§ PROBLEM DETAILS: Could you transcribe all of the data word for word?

========

Issue #2335, opened 2022-12-14
Exclude unapproved lists from the contributor-lists API


jwalgran:
## Overview

The contributor-lists API is used to populate the list filter dropdown. If the list is not approved, it will not have been processed and will therefore never return results. Unapproved lists should be excluded from the API response.

PR #2336, opened 2022-12-14
Only include approved lists in the facility-lists API 

jwalgran:
## Overview

Lists that are not approved will have active facility matches so we want toexclude non-approved lists from the the API used to populate the list filter dropdown.

We also update the `processfixtures` management command. The command is used for loading development data and all the lists processed by this command should have their status set to APPROVED to more closely match the real production process.

Connects #2335 

## Testing Instructions

* Run `./scripts/resetdb` and verify that it completes without error
* Log in as c3@example.com
* Browse http://localhost:6543/contribute
* In "Select a list to replace" choose "Summer 2019 Compliance List" and upload 
[azavea.csv](https://github.com/open-apparel-registry/open-apparel-registry/files/10231597/azavea.csv)
* Browse http://localhost:6543/, select Factory A from the "Data Contributor" filter and verify that the "Contributor List" dropdown does not contain the new "azavea" list
* Run the parse step on the new list
* In a separate browser session log in as c1@example.com
  * Browse http://localhost:6543/dashboard/lists/ and select the pending "azavea" list
  * Approve the list
* Back in the original browser session refresh http://localhost:6543/, select Factory A from the "Data Contributor" filter and verify that the "Contributor List" dropdown now contains both lists.
* Finish processing the new list
* Back in the original browser session refresh http://localhost:6543/, select Factory A from the "Data Contributor" filter and verify that the "Contributor List" dropdown now contains just the "azavea" list

## Checklist

- [x] CI passes after rebase

### DIFF
--- a/CHANGELOG.md
+++ b/CHANGELOG.md
@@ -13,6 +13,7 @@ and this project adheres to [Semantic Versioning](http://semver.org/spec/v2.0.0.
 
 - Copy edits [#2323](https://github.com/open-apparel-registry/open-apparel-registry/pull/2323)
 - Keep list active until replacement is fully matched [#2333](https://github.com/open-apparel-registry/open-apparel-registry/pull/2333)
+- Only include approved lists in the facility-lists API [#2336](https://github.com/open-apparel-registry/open-apparel-registry/pull/2336)
 
 ### Deprecated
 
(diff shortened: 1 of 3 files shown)


lydiascarf (approved):
lgtm, runs as expected!

jwalgran:
Thanks for the review.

========

§ RESPONSE TO THIS TASK:
Issue #2335, opened 2022-12-14
Exclude unapproved lists from the contributor-lists API


jwalgran:
## Overview

The contributor-lists API is used to populate the list filter dropdown. If the list is not approved, it will not have been processed and will therefore never return results. Unapproved lists should be excluded from the API response.

PR #2336, opened 2022-12-14
Only include approved lists in the facility-lists API 

jwalgran:
## Overview

Lists that are not approved will have active facility matches so we want toexclude non-approved lists from the the API used to populate the list filter dropdown.

We also update the `processfixtures` management command. The command is used for loading development data and all the lists processed by this command should have their status set to APPROVED to more closely match the real production process.

Connects #2335 

## Testing Instructions

* Run `./scripts/resetdb` and verify that it completes without error
* Log in as c3@example.com
* Browse http://localhost:6543/contribute
* In "Select a list to replace" choose "Summer 2019 Compliance List" and upload 
[azavea.csv](https://github.com/open-apparel-registry/open-apparel-registry/files/10231597/azavea.csv)
* Browse http://localhost:6543/, select Factory A from the "Data Contributor" filter and verify that the "Contributor List" dropdown does not contain the new "azavea" list
* Run the parse step on the new list
* In a separate browser session log in as c1@example.com
  * Browse http://localhost:6543/dashboard/lists/ and select the pending "azavea" list
  * Approve the list
* Back in the original browser session refresh http://localhost:6543/, select Factory A from the "Data Contributor" filter and verify that the "Contributor List" dropdown now contains both lists.
* Finish processing the new list
* Back in the original browser session refresh http://localhost:6543/, select Factory A from the "Data Contributor" filter and verify that the "Contributor List" dropdown now contains just the "azavea" list

## Checklist

- [x] CI passes after rebase

### DIFF
--- a/CHANGELOG.md
+++ b/CHANGELOG.md
@@ -13,6 +13,7 @@ and this project adheres to [Semantic Versioning](http://semver.org/spec/v2.0.0.
 
 - Copy edits [#2323](https://github.com/open-apparel-registry/open-apparel-registry/pull/2323)
 - Keep list active until replacement is fully matched [#2333](https://github.com/open-apparel-registry/open-apparel-registry/pull/2333)
+- Only include approved lists in the facility-lists API [#2336](https://github.com/open-apparel-registry/open-apparel-registry/pull/2336)
 
 ### Deprecated
 
(diff shortened: 1 of 3 files shown)


lydiascarf (approved):
lgtm, runs as expected!

jwalgran:
Thanks for the review.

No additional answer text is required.